What is the "boundary" in Stoke's theorem? The classical Stokes' theorem "relates the surface integral of the curl of a vector field over a surface Σ in Euclidean three-space to the line integral of the vector field over its boundary". As far as I can tell, this definition assumes that the boundary of Σ is a closed path.
However, the topological boundary of a surface in R^3 is not always a path -- it's typically the entire surface. For example, every point of the unit disk in R^3 is a boundary point (in the standard topology of R^3).
How exactly is the "boundary of Σ" defined? Is it the topological boundary of Σ in the subspace topology of Σ?
 A: You need some regularity requirements on $\Sigma$ for the boundary to be nice enough for Stoke's theorem to apply, or for the boundary integral to even make sense.

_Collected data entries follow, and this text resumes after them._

PR #7806, opened 2020-10-03
docs: add JSdoc for std/node/util.ts (#7487)

starkensin:
I added JSdoc for std/node/util.ts (#7487)

### DIFF
--- a/std/node/util.ts
+++ b/std/node/util.ts
@@ -42,60 +42,77 @@ export function inspect(object: unknown, ...opts: any): string {
   });
 }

It certainly won't be the topological boundary in the subspace topology of $\Sigma$, since this is always empty ($\Sigma$ is open by definition of the subspace topology!).
The simplest case is when $\Sigma$ is a (sub-)manifold with boundary; in which case $\partial \Sigma$ is defined by the boundary points of the "half-charts". This generalises to rectifiable subsets with $C^1$ boundary (which essentially means "piecewise submanifold with boundary"), and even further to the ideas of currents and varifolds in geometric measure theory.
For the case of surfaces in $\mathbb{R}^3$, the definition of a $C^1$ submanifold with boundary goes something like this: for every $p \in \Sigma$ either:


*

*there is a neighbourhood $U$ of $p$ such that $U \cap \Sigma$ is the image of an open disc under a $C^1$ immersion; or

*there is a neighbourhood $U$ of $p$ such that $U \cap \Sigma$ is the image of the half-plane $\{(x,y) \in \mathbb{R}^2 : x \ge 0\}$ under a $C^1$ immersion.


The submanifold boundary is then the set of points that satisfy only the second condition. The identification of pieces of the boundary with the vertical axis $\{y=0\}$ under the various $C^1$ maps means it is a collection of $C^1$ curves, so the boundary integral makes sense.